Center of Concern
- Abbreviation: Center
- Established: 1971; 55 years ago
- Purpose: Social justice
- Location(s): 1015 15th Street, NW, Suite 600 Washington, D.C.;
- Region served: Global
- Interim President: Dianna Ortiz
- Chair of Board: Marie Dennis
- Main organ: Education for Justice
- Affiliations: Catholic Charities USA, CIDSE, United Nations Economic and Social Council
- Website: coc.org

= Center of Concern =

Catholic think tank in Washington, D.C.

Center of Concern (Center) was a think tank in Washington, D.C., that Jesuit Superior General Pedro Arrupe and National Conference of Catholic Bishops General Secretary Joseph Bernardin (later Cardinal Bernardin) co-founded on May 4, 1971. The Center was created as a joint project of the Society of Jesus and the National Conference of Catholic Bishops (now United States Conference of Catholic Bishops). On October 12, 2018, the Center of Concern announced that it no longer had the financial resources to sustain normal operations and that it had terminated all of its paid staff.

== History ==
=== Beginnings ===
The context for the founding of the Center was the document “Justice in the World” produced by the Synod of Bishops in Rome in 1971. At this synod, the world’s Catholic bishops decreed: “Action on behalf of justice and participation in the transformation of the world fully appear to us as a constitutive dimension of the preaching of the Gospel, or, in other words, of the Church's mission for the redemption of the human race and its liberation from every oppressive situation.”

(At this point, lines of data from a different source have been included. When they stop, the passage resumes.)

PR #279, opened 2016-01-18
Feature proposal: color modes to force/disable colors in output

toddmazierski:
Moved from #272!

Changes in detail:

* Modify `ShowCommand`, `WhereamiCommand`, `Shell`, and `CodeFormatter` to be aware of color modes

* ~~Add `ColorMode` configuration object to represent available and current color modes~~

* Add `ConsoleColorFactory` to manage configuring `ConsoleColor` instances with the current color mode

* Add `colorMode` option to configuration

* Add `--color` and `--no-color` command line flags

* Update README

* Add tests


src/Psy/functions.php
```diff
@@ -155,6 +157,16 @@ function bin()
                 $config['configFile'] = $configFile;
             }
 
+            // Handle --color
+            if ($input->getOption('color')) {
+                $config['colorMode'] = ColorMode::getForced();
+            }
+
+            // Handle --no-color
+            if ($input->getOption('no-color')) {
```
bobthecow: Let's throw an error if both --color and --no-color are specified.

src/Psy/Formatter/CodeFormatter.php
```diff
@@ -38,8 +42,7 @@ public static function format(\Reflector $reflector)
             $start = $reflector->getStartLine();
             $end   = $reflector->getEndLine() - $start;
 
-            $colors = new ConsoleColor();
-            $colors->addTheme('line_number', array('blue'));
+            $colors = (new ConsoleColorFactory($colorMode))->getConsoleColor();
```
bobthecow: Isn't this a 5.4+ thing? PsySH still supports 5.3 :)

src/Psy/ColorMode.php
```diff
@@ -0,0 +1,102 @@
...
+
+namespace Psy;
+
+/**
+ * A configuration object that represents one of 3 available color modes:
+ *   1. "auto" (the default): if color support is detected, output contains colors
+ *   2. "forced": force colors in output
+ *   3. "disabled": disable colors in output
+ */
+class ColorMode
```
bobthecow: TBH I don't see the advantage of using a class for this over just using three constants and checking equality in services that consume it. Convince me?

src/Psy/Formatter/CodeFormatter.php
toddmazierski: Ah, I didn't know that! These [5.3 test failures](https://travis-ci.org/bobthecow/psysh/jobs/103157241) confirm it.

src/Psy/functions.php
toddmazierski: :+1:

src/Psy/ColorMode.php
toddmazierski: > Convince me?

I'm happy to try! If unsuccessful, constants and equality it is. :+1: A few design reasons to consider an alternative, though:

### Type hinting

Because color mode is a class, type hinting can be used to help prevent bugs (and aid in debugging existing ones).

#### Example: class and functions

If an invalid value is assigned, a clear error happens immediately:

```php
(new \Psy\Configuration)->setColorMode('oops');
```
```
PHP error:  Argument 1 passed to Psy\Configuration::setColorMode() must be an instance of Psy\ColorMode, string given, called in...
```

#### Example: constants and equality

If an invalid value is assigned, nothing happens immediately:

```php
(new \Psy\Configuration)->setColorMode('oops'); // => null
```

However, a less clear error might happen later on (ex. `call on a non-object`).

### Silent failures

Equality can lead to silent failures, since nearly anything can be compared to anything.

#### Example: class and functions

For example, imagine that the `colorMode` has not been assigned due to an initialization bug, so it's `null`:

```php
$config->colorMode(); // => null

if ($config->colorMode()->isAuto()) {
    // ...
}
```

A fairly clear error happens immediately:

```
PHP Fatal error:  Call to a member function isAuto() on a non-object...
```

#### Example: constants and equality

However, imagine the same scenario as above, but with constants and equality:

```php
$config->colorMode(); // => null

if ($config->colorMode() === \Psy::COLOR_MODE_AUTO) {
    // ...
}
```

No error occurs. However, a less clear error might happen later on.

### Skipped use of constants

Developers are sometimes tempted (myself included) to simply skip using the constants (ex. to keep their code terse). This can lead to unintended bugs:

```php
if ($config->colorMode() === 'automatic') {
    // (will never execute since "automatic" is not a valid setting)
}
```

### Unintented operators

Since equality is not a concrete, public interface, developers may be tempted to use other operators the author didn't intend. For example, `==` instead of `===`, or worse:

```php
if (preg_match('/auto/', $config->colorMode())) {
    // ...
}
```

There are a couple of other reasons (difficult to mock in tests, bound to static behavior), but I think these are the most complelling! Thanks for considering it!

bobthecow: It feels like all of these are twisting ourselves into contortions to work around PHP's lack of enums and the ability to typehint against them :)

Remember that these are personal configuration options, not mission critical framework integrations. If something goes wrong, the user just has the wrong color preferences.

In keeping with the Robustness Principle, operators don't really matter. Sure, you _should_ be using the constants. But if you pass something in that `==` the value of the constant, that should be good enough for PsySH. The same way we don't throw an error if you pass something that `==` false to one of the boolean configs, we just silently convert it into what we were expecting.

Now, if you pass something that isn't `==` one of the available options, it's totally reasonable to validate it when setting and throw an exception. But we could do that with one line of code, vs the 100 line class approach.

IFF this were a strongly typed language, with expressive typehinting, and enums, and all sorts of other things, then we could use those language features to do this "right". But we still wouldn't use classes for it :P

src/Psy/ColorMode.php
```diff
@@ -0,0 +1,102 @@
...
+ * (c) 2012-2015 Justin Hileman
+ *
+ * For the full copyright and license information, please view the LICENSE
+ * file that was distributed with this source code.
+ */
+
+namespace Psy;
+
+/**
+ * A configuration object that represents one of 3 available color modes:
```
GrahamCampbell: CS checks failing because this is not a valid short description. Provide one first, then leave a newline, and add this description.

src/Psy/ColorMode.php
toddmazierski: > It feels like all of these are twisting ourselves into contortions to work around PHP's lack of enums and the ability to typehint against them :)

Ha! Now that may very well be the case. :smile:

That said, I very much appreciate you entertaining my arguments, @bobthecow! Reworking the code now to use constants and equality.

src/Psy/ColorMode.php
toddmazierski: :+1: This class has been removed entirely, so the checks should come back clean now.

src/Psy/ConsoleColorFactory.php
```diff
@@ -0,0 +1,76 @@
...
+ * For the full copyright and license information, please view the LICENSE
+ * file that was distributed with this source code.
+ */
+
+namespace Psy;
+
+use JakubOnderka\PhpConsoleColor\ConsoleColor;
+use JakubOnderka\PhpConsoleHighlighter\Highlighter;
+
+class ConsoleColorFactory
```
bobthecow: Mind adding a docblock to this class?

bobthecow:
Looking good. Add a comment to that one class and squash everything?

toddmazierski:
DocBlock added and commits squashed, @bobthecow! Thanks for all your help.

bobthecow:
Great. Thank _you_!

The Center's purpose was to study issues of development, justice, and peace from a global perspective. From the start, the Center convened discussions regarding development, justice, and peace from a global perspective, reading the sign of the times and supporting United Nations, Catholic social tradition, and other frameworks for such issues as population, hunger, environment, poverty, habitat, science and technology, and women’s empowerment.

The Center's founding director, William F. Ryan, served from 1971 to 1978. His assistant, Peter J. Henriot, succeeded him and served from 1978 to 1988.

In the late 1970s, the center's work concerned what some in the Vatican viewed it as an inappropriate foray into political activism.

=== 1980s and 1990s ===
Beginning in the 1980s, the Center focused more on analysis of emerging social movements within the United States, on behalf of women, workers, the poor, and peace issues. The Center assisted the U.S. Catholic bishops with their pastoral letters on racism, peace, and the U.S. economy. In the 1990s, turning again to U.N. conferences and development abroad, the Center focused on the work of global civil society and social service organizations and community-centered, local, and grassroots organizations to complement the work of intergovernmental organizations to aid the poorest people in the world .

=== New millennium ===
In 2000 the Center organized an initiative involving its Rethinking Bretton Woods Project Justice, which began in 1995, and explored the policy implications for debt relief for poor nations. Following this, the Center welcomed the news that the U.S. Congress and administration cancelled the bilateral debt of over 30 Heavily Indebted Poor Countries (HIPC).

The Center founded Education for Justice in 2001 as a Web-based global subscription service to provide a bridge of conversation between Catholic social tradition and the signs of the times in terms accessible to members in high schools, universities, parishes, religious congregations, and healthcare organizations, as well as for individuals. Education for Justice's founder Jane Deren and director Sr. Katherine Feely won the Harry A. Fagan Roundtable Award in 2011.

The Center represented the United States in the global lay Catholic development and advocacy alliance, Coopération Internationale pour le Développement et la Solidarité (CIDSE) and is a member of Catholic Charities USA. It had been accredited with consultative status before the United Nations Economic and Social Council since 1974.

The Center ceased operations in late 2018, though the Board found a new “home” for Education for Justice, now a part of the Ignatian Solidarity Network.